PR #538, opened 2026-02-24
FIX Allow a null object when getting changeset edit link

GuySartorelli:
`ChangeSetItem::getObjectInStage()` returns the value of `DataList::byID()` which is explicitly nullable. It needs to handle null values.

Otherwise we get this error after https://github.com/silverstripe/silverstripe-assets/pull/707 gets merged:

> ERROR [Emergency]: Uncaught Error: Call to a member function CMSEditLink() on null
> IN GET /admin/campaigns/sets
> Line 537 in /var/www/html/vendor/silverstripe/versioned/src/ChangeSetItem.php

## Issue

- https://github.com/silverstripe/silverstripe-campaign-admin/issues/393

### DIFF
--- a/src/ChangeSetItem.php
+++ b/src/ChangeSetItem.php
@@ -170,7 +170,7 @@ class ChangeSetItem extends DataObject implements Thumbnail
      * If the object isn't versioned it will return the normal record.
      *
      * @param string $stage
-     * @return DataObject|Versioned|RecursivePublishable Object in this stage (may not be Versioned)
+     * @return DataObject|Versioned|RecursivePublishable|null Object in this stage (may not be Versioned)
      * @throws UnexpectedDataException
      */
     protected function getObjectInStage($stage)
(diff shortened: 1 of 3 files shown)


src/ChangeSetItem.php
```diff
@@ -170,7 +170,7 @@ public function getChangeType()
      * If the object isn't versioned it will return the normal record.
      *
      * @param string $stage
-     * @return DataObject|Versioned|RecursivePublishable Object in this stage (may not be Versioned)
+     * @return DataObject|Versioned|RecursivePublishable|null Object in this stage (may not be Versioned)
```
ChloeSartorelli, line 173: This change just reflects reality - this method returns the value from `DataList::byID()` which is explicitly nullable.

emteknetnz (changes requested):
Add a test that `CMSEditLink()` returns `null` when the underlying object can’t be loaded

GuySartorelli:
Test added

emteknetnz (approved):

PR #402, opened 2023-11-13
clang-format: disable bin packing

JakeHillion:
clang-format: disable bin packing

Bin packing often makes code hard to read. Disable it entirely.

Test plan:
- CI


ajor (approved):
Some new annoyances as expected, but overall I'd say this looks like an improvement 👍

PR #410, opened 2023-11-15
tbv2: add dynamic context passed through all functions

### LINKED ISSUE #404: OIL uses a single shared pointer set even though it can be called concurrently
The `static pointers` set is used by both OIL and OID. As OIL can be used concurrently this is an issue. Fix by having one pointer set per request which is fine because OIL can allocate. This will require passing more context around through every function.

JakeHillion:
tbv2: add dynamic context passed through all functions

Previously for we had some shared state between all requests, noticeably the
pointers set. This change adds a by reference value to all requests which can
hold additional mutable state. The pointers set is moved into this mutable
state for OIL, which means each concurrent request will have its own pointer
set. Doing things this way allows more features to be added in the future
without such a big code modification.

Closes #404

Test plan:
- CI

### DIFF
--- a/oi/CodeGen.cpp
+++ b/oi/CodeGen.cpp
@@ -128,8 +128,9 @@ void addIncludes(const TypeGraph& typeGraph,
     includes.emplace("oi/types/st.h");
   }
   if (features[Feature::Library]) {
-    includes.emplace("vector");
+    includes.emplace("memory");
     includes.emplace("oi/IntrospectionResult.h");
+    includes.emplace("vector");
   }
   if (features[Feature::JitTiming]) {
     includes.emplace("chrono");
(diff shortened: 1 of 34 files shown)


ajor (approved):
It'd be nice if we could have a constant representing the size of the PointerHashSet
(`1 << 20) / sizeof(uintptr_t)`) instead of duplicating it in a range of places. I'd understand if it's not that easy because of the split between CodeGen and FuncGen though.

JakeHillion:
> It'd be nice if we could have a constant representing the size of the PointerHashSet (`1 << 20) / sizeof(uintptr_t)`) instead of duplicating it in a range of places. I'd understand if it's not that easy because of the split between CodeGen and FuncGen though.

Yep, it's a bit of a pain. I was planning to make it variable for OIL at some point but there's still some duplication. I think I'll add it as a default to the template parameter, then the default won't need to be specified but we'll still be able to vary it in future.

PR #411, opened 2023-11-15
Make pointer tracking array facility fail gracefully when it is full

tyroguru:
## Summary

The pointer tracking mechanism we have doesn’t handle full occupancy. It keeps looking for new entries for ever so the JIT thread ends up spinning which obviously extremely bad.

The current fix is to keep a count of the number of entries added and that equals the size of the array we return false. This normally indicates to the consumer that we have seen this pointer before but obviously this is not the case. What it means is that the results are partial and not complete. To indicate that this is the case we just store the number of entries in the array and its capacity in the dataHeader and display this at the end. If they are equal then warn that the results are partial. The current changes do not include making the array size unable - this really needs doing. For the minute I have left the implementation exhausting the array which is extremely CPU inefficient but makes maximal use of space. The whole thing probably needs revisiting and optimising. It definitely needs to be tunable.

As we can't currently size the array I manually modified the size of the  ‘pointers’ array to by 128 pointers (1<<10 / sizeof(uintptr_t). I

## Test plan

As we can't currently size the array I manually modified the size of the  ‘pointers’ array to by 128 pointers (1<<10 / sizeof(uintptr_t). I then added 1024 `std::unique_ptr<std::string` pointers into a vector and introspected it. We see the following in the logs at -d 1:

```
V1115 04:12:24.883224 2246927 OIDebugger.cpp:2904] Pointer tracking stats: 128/128
V1115 04:12:24.883231 2246927 OIDebugger.cpp:2908] Pointer tracking array is exhausted! Results may be partial.
```

A 'make test' has no new failures.

Check that OI is working correctly, you can add some unit or integration test,
paste the output of some manual test, and / or paste the output of running
the test locally with `make test-static`

### DIFF
--- a/oi/OITraceCode.cpp
+++ b/oi/OITraceCode.cpp
@@ -70,8 +70,8 @@ class {
   /*
    * Adds the pointer to the set.
    * Returns `true` if the value was newly added. `false` may be returned if
-   * the value was already present or if there are no entries left in the
-   * array.
+   * the value was already present, a null pointer was passed or if there are
+   * no entries left in the array.
    */
   bool add(uintptr_t pointer) noexcept {
     if (pointer == 0) {
--- a/oi/OITraceCode.cpp
+++ b/oi/OITraceCode.cpp
@@ -44,9 +44,12 @@ class {
  private:
   // 1 MiB of pointers
   std::array<uintptr_t, (1 << 20) / sizeof(uintptr_t)> data;
+  size_t numEntries;
 
-  // twang_mix64 hash function, taken from Folly where it is used
-  // as the default hash function for 64-bit integers
+  /*
+   * twang_mix64 hash function, taken from Folly where it is used as the
+   * default hash function for 64-bit integers.
+   */
   constexpr static uint64_t twang_mix64(uint64_t key) noexcept {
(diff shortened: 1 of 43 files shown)


oi/OITraceCode.cpp
```diff
@@ -61,26 +64,43 @@ class {
...
-  // Returns `true` if the value was newly added,
-  // or `false` if the value was already present.
+  /*
+   * Adds the pointer to the set.
+   * Returns `true` if the value was newly added. `false` may be returned if
+   * the value was already present or if there are no entries left in the
+   * array.
+   */
   bool add(uintptr_t pointer) noexcept {
     __builtin_assume(pointer > 0);
```
JakeHillion, line 77: Could we change this to:
```
if (pointer == 0)
  return false;
```
As a safety feature? It looks to me at the minute that passing `nullptr` would always return true unless the set is full in which case it would return false. It seems like saying always don't track `nullptr` is safer, even though we don't use it like that.

JakeHillion (approved):

oi/OITraceCode.cpp
tyroguru: Yeah, I forgot about that discussion yesterday! Makes much more sense. I'll change it to that.

PR #412, opened 2023-11-15
OID: Don't run tree builder if we are dumping the data segment

ajor:
We generally only dump the data segment when there is some issue running tree builder and we want to process it off-host.

## Test plan
Manual testing:
- Confirmed that tree builder is still run by default and that no data segment is dumped
- Confirmed that tree builder is not run and a data segment is dumped when using "-B"

### DIFF
--- a/oi/OIDebugger.cpp
+++ b/oi/OIDebugger.cpp
@@ -2869,6 +2869,9 @@ bool OIDebugger::processTargetData() {
       if (!dumpDataSegment(req, outVec)) {
         LOG(ERROR) << "Failed to dump data-segment for " << req.arg;
       }
+
+      // Skip running Tree Builder
+      continue;
     }
 
     auto typeInfo = typeInfos.find(req);
@@ -2908,6 +2911,11 @@ bool OIDebugger::processTargetData() {
     if (treeBuilderConfig.features[Feature::GenPaddingStats]) {
       paddingHunter.processLocalPaddingInfo();
     }
+  }
+
+  if (treeBuilderConfig.dumpDataSegment) {
+    // Tree Builder was not run
+    return true;
   }
 
   if (typeTree.emptyOutput()) {


tyroguru (approved):

JakeHillion (changes requested):
Could we add this as a field in `Oid::Config` instead of a feature? It could be added as a `mode` for a similar UX to features, though you can't undo turning a mode on yet. The reason for this is all the features so far directly affect code generation (I realise they are used elsewhere too) and therefore it's been a really clean way to affect the build hash. It would be nice to have the things which exclusively control the running of the debugger in a different set.

tyroguru:
> Could we add this as a field in `Oid::Config` instead of a feature? It could be added as a `mode` for a similar UX to features, though you can't undo turning a mode on yet. The reason for this is all the features so far directly affect code generation (I realise they are used elsewhere too) and therefore it's been a really clean way to affect the build hash. It would be nice to have the things which exclusively control the running of the debugger in a different set.

The ideal way to communicate this IMO is via a mechanism that is attached to a probe in the script - this has been talked about before. In that way the state travels with the probe specification. I had completely forgot that was use the features to control cache generation and obviously we don't want to trigger a rebuild for something that doesn't affect the generated BLOB.

JakeHillion:
> > Could we add this as a field in `Oid::Config` instead of a feature? It could be added as a `mode` for a similar UX to features, though you can't undo turning a mode on yet. The reason for this is all the features so far directly affect code generation (I realise they are used elsewhere too) and therefore it's been a really clean way to affect the build hash. It would be nice to have the things which exclusively control the running of the debugger in a different set.
> 
> The ideal way to communicate this IMO is via a mechanism that is attached to a probe in the script - this has been talked about before. In that way the state travels with the probe specification. I had completely forgot that was use the features to control cache generation and obviously we don't want to trigger a rebuild for something that doesn't affect the generated BLOB.

A command line flag that only affects the debugger and not the cache blob seems good. A change to the script would also be fine, but we'd have to be careful about caching too then - currently we'd be able to hash the entire script text/parsed script and get a decently useful thing for the hash. With pragmas that affect how the debugger runs and not codegen we'd have to be a lot more careful. Something to think about longer term.

ajor:
Updated to avoid using feature flags

PR #420, opened 2023-11-23
TypeGraph: Fix handling for classes which inherit from containers

ajor:
TypeGraph: Fix handling for classes which inherit from containers

We previously moved container identification later in CodeGen in order
to preserve information for AlignmentCalc.

However, Flattener needs to know if a class is a container in order to
apply its special handling for this case.

This new approach moves container identification in front of Flattener,
but has Container own a type node, representing its layout. This
underlying type node can be used for calculating a container's
alignment in a later pass.

### DIFF
--- a/oi/CodeGen.cpp
+++ b/oi/CodeGen.cpp
@@ -1157,9 +1157,9 @@ void CodeGen::transform(TypeGraph& typeGraph) {
 
   // Simplify the type graph first so there is less work for later passes
   pm.addPass(RemoveTopLevelPointer::createPass());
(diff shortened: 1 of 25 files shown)


JakeHillion (approved):
Looks good! Could we have `IdentifyContainers` back with this new approach as a very early pass? I think the complexity of the mutator is a fair bit worse than doing it in the parser, but it would reduce duplication as we're writing more parsers at the minute. Your call.

ajor:
Updated to restore IdentifyContainers pass

PR #422, opened 2023-12-07
Handle function drgn type when enumerating types

tyroguru:
## Summary
Handle function types when enumerating types.

## Test plan
A test needs adding.

### DIFF
--- a/oi/type_graph/DrgnParser.cpp
+++ b/oi/type_graph/DrgnParser.cpp
@@ -116,6 +116,9 @@ Type& DrgnParser::enumerateType(struct drgn_type* type) {
       case DRGN_TYPE_VOID:
         t = &enumeratePrimitive(type);
         break;
+      case DRGN_TYPE_FUNCTION:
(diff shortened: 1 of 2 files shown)


JakeHillion:
I'm wondering if this change makes total sense - we're taking in a function type which is explicitly unsized, and stating that it's a sized type `StubbedPointer`. I wonder if it would make more sense to immediately return an `Incomplete` from this switch case, along with a depth decrement. That would work if the goal is to prevent hitting the `catch` statement. I could be missing something though!

I wrote this bit of code which I think neatens up the depth decrement, if we do decrement in this specific switch case it would make sense to use something like this: https://github.com/JakeHillion/object-introspection/blob/6be7e7708bfd69c75faa46d42df81a79734eab46/oi/type_graph/ClangTypeParser.cpp#L45-L55

ajor:
Finding a test case for this proved difficult. Putting this on hold until we hit this issue in production again.

PR #423, opened 2023-12-07
Update Python used by CMakeLists.txt

ttreyer:
## Summary
Add a new Python version used by our CMakeLists.txt.
Also, ensure that `integration_test_target` always has debug information, even for Release build.

## Test plan
```
$ make test
```


JakeHillion (commented):
This doesn't work on my machine... I get `ModuleNotFoundError: No module named 'toml'`

PR #424, opened 2023-12-11
Add skeleton LLDBParser

ttreyer:
## Summary
Add the bare-bones class for LLDBParser, with just the public API throwing "unimplemented" exception.
Duplicate the DRGNParser test suite and adapt it for LLDBParser.

## Test plan
```
$ make test
```


JakeHillion:
This PR has quite a few commits now, would you like to split out the skeleton and land that by itself or wait until it's feature complete? Up to you!

PR #428, opened 2023-12-13
Add support for Simple Template Names

ttreyer:
## Summary
The `.debug_string` table can get very large for massive programs. If it grows larger than 4GiB, DWARF is unable to address any string beyond the limit, as it uses `uint32_t` to store an offset within the table. But the table also has lots of duplication: every templated types' name contains all the template parameters too. Knowing that, the option `-gsimple-template-names` saves space by only storing the template type's name, without its template parameters. The complete name can then be reconstructed by traversing the DIEs for the template parameters, so that no information is lost.

This PR imports Omar's work on drgn to add support for Simple Template Names.

## Test plan
```
$ make test
```


JakeHillion (approved):
let's do it :)

PR #429, opened 2023-12-13
type_graph: Add reference type

JakeHillion:
type_graph: Add reference type

Our existing drgn parser emits pointers, regardless of whether the type in the
DWARF is really a reference. Newer parsers like the LLDB/Clang parsers can
differentiate between a pointer and a reference. We should do this as
references can be safely followed according to the language rules with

########################################

## EXERCISE OBJECTIVE
Scan the data for the word "support" and copy every line where it shows up.

## RESULT FOR THIS TASK
Add support for Simple Template Names
This PR imports Omar's work on drgn to add support for Simple Template Names.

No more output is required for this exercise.